--- RECORDS TO USE Enclosed Below ---

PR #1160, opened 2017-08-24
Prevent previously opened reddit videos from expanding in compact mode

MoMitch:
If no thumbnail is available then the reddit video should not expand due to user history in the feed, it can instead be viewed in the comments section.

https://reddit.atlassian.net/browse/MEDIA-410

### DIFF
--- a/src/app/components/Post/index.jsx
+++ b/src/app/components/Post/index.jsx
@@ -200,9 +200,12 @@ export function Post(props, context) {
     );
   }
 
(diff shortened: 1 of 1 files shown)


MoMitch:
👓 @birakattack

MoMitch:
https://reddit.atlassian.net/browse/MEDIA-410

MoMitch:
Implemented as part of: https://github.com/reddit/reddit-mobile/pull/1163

--- End of Enclosed RECORDS TO USE ---
--- RECORDS TO USE Enclosed Below ---

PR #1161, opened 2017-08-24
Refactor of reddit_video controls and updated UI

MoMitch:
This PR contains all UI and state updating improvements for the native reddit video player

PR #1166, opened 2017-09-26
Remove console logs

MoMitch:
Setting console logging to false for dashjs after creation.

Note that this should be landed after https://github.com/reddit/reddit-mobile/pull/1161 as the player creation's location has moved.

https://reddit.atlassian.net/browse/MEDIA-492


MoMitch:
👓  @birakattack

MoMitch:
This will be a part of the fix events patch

--- End of Enclosed RECORDS TO USE ---

Copy out every line of the data that includes "mobile".

Implemented as part of: https://github.com/reddit/reddit-mobile/pull/1163
Note that this should be landed after https://github.com/reddit/reddit-mobile/pull/1161 as the player creation's location has moved.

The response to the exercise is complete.